» Task requirements:
When you reach the line containing "-19,13 +18,6 @@", include it and stop; until then, return each line of the material exactly, starting with the first.

» Dataset records:
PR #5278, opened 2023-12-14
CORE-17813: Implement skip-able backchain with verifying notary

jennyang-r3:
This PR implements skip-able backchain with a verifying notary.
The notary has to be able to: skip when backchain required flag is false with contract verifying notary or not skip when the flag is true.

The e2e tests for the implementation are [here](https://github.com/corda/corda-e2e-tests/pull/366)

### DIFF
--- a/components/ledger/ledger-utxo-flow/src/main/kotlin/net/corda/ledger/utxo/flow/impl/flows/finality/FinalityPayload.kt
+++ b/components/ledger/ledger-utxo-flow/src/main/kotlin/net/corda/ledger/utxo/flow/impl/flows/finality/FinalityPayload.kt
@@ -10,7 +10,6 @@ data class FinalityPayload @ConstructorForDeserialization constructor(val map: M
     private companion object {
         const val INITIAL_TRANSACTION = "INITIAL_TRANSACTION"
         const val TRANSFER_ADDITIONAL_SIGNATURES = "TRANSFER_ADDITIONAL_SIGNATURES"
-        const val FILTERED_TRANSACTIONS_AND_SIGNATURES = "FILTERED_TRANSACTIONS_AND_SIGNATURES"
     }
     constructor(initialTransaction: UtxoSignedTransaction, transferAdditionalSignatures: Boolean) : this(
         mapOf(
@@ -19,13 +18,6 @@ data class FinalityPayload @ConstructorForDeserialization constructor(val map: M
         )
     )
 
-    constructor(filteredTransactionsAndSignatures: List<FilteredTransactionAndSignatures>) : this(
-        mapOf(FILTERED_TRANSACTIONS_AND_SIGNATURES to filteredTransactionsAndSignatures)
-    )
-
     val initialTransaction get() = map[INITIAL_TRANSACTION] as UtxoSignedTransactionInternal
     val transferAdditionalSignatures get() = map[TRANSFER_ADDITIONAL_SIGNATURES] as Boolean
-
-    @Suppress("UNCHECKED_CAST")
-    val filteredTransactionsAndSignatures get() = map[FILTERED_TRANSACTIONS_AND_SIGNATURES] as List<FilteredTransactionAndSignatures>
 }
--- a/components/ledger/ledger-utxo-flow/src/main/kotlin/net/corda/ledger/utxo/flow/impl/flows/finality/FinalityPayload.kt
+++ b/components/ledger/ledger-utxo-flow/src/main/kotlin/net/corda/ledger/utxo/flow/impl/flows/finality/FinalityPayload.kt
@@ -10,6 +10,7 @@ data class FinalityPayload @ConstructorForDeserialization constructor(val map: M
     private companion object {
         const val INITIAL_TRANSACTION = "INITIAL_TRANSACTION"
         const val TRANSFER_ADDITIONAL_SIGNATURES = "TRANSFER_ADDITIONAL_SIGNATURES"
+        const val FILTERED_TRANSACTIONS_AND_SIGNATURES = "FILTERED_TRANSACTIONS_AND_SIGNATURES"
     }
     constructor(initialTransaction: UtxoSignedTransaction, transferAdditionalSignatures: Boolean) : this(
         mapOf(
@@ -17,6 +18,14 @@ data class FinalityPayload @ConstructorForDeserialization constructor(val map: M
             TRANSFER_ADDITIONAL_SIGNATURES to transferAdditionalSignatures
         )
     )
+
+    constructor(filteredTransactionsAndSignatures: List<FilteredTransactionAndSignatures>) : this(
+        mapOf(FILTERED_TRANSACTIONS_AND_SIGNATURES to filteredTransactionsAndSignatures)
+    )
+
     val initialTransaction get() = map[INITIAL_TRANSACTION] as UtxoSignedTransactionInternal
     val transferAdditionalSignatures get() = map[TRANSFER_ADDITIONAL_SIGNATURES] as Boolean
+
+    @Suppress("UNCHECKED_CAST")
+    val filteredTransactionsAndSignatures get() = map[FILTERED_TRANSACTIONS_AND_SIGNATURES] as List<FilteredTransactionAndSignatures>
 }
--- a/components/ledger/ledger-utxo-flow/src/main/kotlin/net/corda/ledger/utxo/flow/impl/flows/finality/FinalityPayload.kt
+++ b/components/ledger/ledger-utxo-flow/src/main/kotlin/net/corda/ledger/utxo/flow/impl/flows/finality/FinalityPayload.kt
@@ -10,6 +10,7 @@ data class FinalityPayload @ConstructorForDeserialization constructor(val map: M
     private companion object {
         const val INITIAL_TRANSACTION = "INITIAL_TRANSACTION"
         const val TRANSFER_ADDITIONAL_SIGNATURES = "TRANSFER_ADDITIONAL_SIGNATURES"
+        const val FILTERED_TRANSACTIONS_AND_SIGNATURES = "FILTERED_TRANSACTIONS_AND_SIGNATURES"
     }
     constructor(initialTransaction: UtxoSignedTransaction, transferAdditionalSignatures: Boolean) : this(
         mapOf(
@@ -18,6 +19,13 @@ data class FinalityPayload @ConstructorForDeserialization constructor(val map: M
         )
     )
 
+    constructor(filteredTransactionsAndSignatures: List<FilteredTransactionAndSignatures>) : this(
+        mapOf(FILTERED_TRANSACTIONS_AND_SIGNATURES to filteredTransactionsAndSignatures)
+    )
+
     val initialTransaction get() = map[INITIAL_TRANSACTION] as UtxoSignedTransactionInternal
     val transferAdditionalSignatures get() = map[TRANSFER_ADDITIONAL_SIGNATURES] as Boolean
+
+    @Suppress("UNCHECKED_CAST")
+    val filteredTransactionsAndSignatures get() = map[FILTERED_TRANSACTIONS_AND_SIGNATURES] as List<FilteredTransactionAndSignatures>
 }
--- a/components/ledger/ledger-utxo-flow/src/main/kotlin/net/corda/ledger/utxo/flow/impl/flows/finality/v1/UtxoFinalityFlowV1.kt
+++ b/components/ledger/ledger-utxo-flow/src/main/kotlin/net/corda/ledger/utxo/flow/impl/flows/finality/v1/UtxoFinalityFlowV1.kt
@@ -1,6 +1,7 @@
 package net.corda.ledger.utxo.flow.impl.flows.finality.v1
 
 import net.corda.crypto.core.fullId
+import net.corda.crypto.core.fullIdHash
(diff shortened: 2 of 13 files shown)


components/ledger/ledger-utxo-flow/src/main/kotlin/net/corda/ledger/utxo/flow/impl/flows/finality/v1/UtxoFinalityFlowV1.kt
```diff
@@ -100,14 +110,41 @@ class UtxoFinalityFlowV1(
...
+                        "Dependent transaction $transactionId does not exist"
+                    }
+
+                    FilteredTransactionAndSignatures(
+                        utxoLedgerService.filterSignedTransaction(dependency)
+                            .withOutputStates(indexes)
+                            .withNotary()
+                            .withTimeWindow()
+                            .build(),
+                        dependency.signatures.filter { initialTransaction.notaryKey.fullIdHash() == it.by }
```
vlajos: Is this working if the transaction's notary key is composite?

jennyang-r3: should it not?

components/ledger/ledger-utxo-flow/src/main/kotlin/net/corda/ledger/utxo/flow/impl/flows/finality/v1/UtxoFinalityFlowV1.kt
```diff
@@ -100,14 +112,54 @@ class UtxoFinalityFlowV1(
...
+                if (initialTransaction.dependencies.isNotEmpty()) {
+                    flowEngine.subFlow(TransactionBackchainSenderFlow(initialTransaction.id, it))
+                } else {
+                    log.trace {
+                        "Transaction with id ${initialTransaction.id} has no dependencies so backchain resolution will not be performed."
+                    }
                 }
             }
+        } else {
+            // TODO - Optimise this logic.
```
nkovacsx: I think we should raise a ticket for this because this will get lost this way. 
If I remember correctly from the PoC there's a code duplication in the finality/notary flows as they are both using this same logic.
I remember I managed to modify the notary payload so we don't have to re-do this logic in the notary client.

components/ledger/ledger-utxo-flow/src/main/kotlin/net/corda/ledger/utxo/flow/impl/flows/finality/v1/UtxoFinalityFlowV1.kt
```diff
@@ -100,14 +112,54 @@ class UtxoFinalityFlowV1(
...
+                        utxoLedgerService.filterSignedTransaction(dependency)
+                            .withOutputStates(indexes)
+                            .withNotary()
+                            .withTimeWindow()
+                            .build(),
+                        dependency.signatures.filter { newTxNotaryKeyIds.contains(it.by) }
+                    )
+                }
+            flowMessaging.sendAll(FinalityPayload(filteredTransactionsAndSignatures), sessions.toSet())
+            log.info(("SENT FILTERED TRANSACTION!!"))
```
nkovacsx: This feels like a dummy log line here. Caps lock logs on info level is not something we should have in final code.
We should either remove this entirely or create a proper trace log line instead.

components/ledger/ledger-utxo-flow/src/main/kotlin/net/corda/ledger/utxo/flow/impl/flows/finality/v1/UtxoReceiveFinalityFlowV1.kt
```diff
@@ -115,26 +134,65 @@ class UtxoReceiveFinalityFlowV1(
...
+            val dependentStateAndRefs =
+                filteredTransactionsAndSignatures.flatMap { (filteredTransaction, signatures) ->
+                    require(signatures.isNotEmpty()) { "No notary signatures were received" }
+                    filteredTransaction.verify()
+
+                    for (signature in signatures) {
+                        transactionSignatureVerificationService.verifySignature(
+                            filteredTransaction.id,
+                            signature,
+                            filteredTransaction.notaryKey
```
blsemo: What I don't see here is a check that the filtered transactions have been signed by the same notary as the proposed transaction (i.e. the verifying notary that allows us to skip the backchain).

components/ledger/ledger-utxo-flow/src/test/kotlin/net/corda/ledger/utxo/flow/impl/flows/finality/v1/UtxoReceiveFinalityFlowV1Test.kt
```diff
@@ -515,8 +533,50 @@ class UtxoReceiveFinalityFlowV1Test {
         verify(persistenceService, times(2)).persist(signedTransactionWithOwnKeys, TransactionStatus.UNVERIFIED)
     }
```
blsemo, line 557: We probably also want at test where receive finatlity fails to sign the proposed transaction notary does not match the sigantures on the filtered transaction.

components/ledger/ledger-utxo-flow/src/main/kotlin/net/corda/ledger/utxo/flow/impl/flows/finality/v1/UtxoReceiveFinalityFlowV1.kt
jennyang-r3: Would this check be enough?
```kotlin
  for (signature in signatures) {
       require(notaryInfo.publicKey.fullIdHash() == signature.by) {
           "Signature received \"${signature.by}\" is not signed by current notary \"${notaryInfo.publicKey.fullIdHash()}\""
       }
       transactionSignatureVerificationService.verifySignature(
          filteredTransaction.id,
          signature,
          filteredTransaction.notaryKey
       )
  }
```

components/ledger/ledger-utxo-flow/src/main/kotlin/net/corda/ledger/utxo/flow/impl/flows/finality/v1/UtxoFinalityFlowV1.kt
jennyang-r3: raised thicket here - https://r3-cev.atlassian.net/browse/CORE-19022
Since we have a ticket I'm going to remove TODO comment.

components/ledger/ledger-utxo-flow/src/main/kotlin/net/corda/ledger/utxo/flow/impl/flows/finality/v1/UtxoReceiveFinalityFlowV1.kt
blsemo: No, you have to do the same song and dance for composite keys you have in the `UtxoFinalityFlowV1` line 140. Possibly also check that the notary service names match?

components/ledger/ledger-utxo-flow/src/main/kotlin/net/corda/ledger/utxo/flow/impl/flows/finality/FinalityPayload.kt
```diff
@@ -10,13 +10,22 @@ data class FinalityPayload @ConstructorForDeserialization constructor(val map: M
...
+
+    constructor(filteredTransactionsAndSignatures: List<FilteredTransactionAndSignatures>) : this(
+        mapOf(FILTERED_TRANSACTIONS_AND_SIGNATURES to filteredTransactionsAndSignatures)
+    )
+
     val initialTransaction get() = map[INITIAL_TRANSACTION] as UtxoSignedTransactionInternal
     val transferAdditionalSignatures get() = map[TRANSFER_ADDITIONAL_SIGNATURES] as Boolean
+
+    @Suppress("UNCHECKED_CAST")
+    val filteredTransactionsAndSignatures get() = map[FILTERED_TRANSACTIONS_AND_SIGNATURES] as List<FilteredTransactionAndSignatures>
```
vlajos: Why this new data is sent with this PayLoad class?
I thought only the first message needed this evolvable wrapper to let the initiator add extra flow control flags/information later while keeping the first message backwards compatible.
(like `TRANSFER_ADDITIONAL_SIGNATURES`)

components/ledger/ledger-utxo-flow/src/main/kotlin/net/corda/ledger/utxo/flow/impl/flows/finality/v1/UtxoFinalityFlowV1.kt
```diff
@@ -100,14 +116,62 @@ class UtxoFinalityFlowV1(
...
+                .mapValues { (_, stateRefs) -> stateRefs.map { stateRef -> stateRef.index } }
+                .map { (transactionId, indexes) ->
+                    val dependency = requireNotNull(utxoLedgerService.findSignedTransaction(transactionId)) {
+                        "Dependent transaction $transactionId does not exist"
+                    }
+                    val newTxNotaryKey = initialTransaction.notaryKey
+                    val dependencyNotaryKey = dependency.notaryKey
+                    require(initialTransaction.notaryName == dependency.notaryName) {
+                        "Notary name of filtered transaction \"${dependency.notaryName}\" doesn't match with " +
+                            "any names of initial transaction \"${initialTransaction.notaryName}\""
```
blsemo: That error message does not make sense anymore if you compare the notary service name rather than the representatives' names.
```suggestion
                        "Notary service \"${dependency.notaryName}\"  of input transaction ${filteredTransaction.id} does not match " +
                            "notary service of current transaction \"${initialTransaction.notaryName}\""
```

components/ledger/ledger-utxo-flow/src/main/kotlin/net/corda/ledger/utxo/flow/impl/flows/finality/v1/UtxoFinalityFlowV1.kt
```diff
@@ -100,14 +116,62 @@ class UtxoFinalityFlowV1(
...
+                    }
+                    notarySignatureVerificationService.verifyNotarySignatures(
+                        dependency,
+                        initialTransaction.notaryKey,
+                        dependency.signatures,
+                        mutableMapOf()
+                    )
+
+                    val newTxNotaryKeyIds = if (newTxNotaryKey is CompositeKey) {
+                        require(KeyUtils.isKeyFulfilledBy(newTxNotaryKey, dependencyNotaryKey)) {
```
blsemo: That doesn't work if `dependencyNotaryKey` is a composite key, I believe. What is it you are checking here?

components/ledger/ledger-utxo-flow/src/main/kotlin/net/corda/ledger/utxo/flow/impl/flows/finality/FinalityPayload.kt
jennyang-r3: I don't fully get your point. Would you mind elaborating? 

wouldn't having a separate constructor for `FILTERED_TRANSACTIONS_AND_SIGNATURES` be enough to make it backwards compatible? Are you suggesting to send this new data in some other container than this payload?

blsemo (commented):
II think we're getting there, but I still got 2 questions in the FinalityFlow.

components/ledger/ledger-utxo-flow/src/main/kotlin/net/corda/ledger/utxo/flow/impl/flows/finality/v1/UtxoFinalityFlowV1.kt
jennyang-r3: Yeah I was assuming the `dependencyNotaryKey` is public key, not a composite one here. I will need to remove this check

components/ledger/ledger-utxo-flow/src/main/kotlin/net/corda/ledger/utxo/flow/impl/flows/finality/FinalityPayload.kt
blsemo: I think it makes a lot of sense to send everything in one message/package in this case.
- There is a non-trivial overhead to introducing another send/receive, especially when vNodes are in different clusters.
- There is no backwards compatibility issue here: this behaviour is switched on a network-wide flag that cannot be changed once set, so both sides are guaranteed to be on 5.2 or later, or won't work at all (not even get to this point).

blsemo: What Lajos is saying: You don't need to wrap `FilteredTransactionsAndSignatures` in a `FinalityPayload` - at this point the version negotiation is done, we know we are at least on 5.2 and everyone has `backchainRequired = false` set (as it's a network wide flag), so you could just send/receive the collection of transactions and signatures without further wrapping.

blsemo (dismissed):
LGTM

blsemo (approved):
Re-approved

» Your solution:
PR #5278, opened 2023-12-14
CORE-17813: Implement skip-able backchain with verifying notary

jennyang-r3:
This PR implements skip-able backchain with a verifying notary.
The notary has to be able to: skip when backchain required flag is false with contract verifying notary or not skip when the flag is true.

The e2e tests for the implementation are [here](https://github.com/corda/corda-e2e-tests/pull/366)

### DIFF
--- a/components/ledger/ledger-utxo-flow/src/main/kotlin/net/corda/ledger/utxo/flow/impl/flows/finality/FinalityPayload.kt
+++ b/components/ledger/ledger-utxo-flow/src/main/kotlin/net/corda/ledger/utxo/flow/impl/flows/finality/FinalityPayload.kt
@@ -10,7 +10,6 @@ data class FinalityPayload @ConstructorForDeserialization constructor(val map: M
     private companion object {
         const val INITIAL_TRANSACTION = "INITIAL_TRANSACTION"
         const val TRANSFER_ADDITIONAL_SIGNATURES = "TRANSFER_ADDITIONAL_SIGNATURES"
-        const val FILTERED_TRANSACTIONS_AND_SIGNATURES = "FILTERED_TRANSACTIONS_AND_SIGNATURES"
     }
     constructor(initialTransaction: UtxoSignedTransaction, transferAdditionalSignatures: Boolean) : this(
         mapOf(
@@ -19,13 +18,6 @@ data class FinalityPayload @ConstructorForDeserialization constructor(val map: M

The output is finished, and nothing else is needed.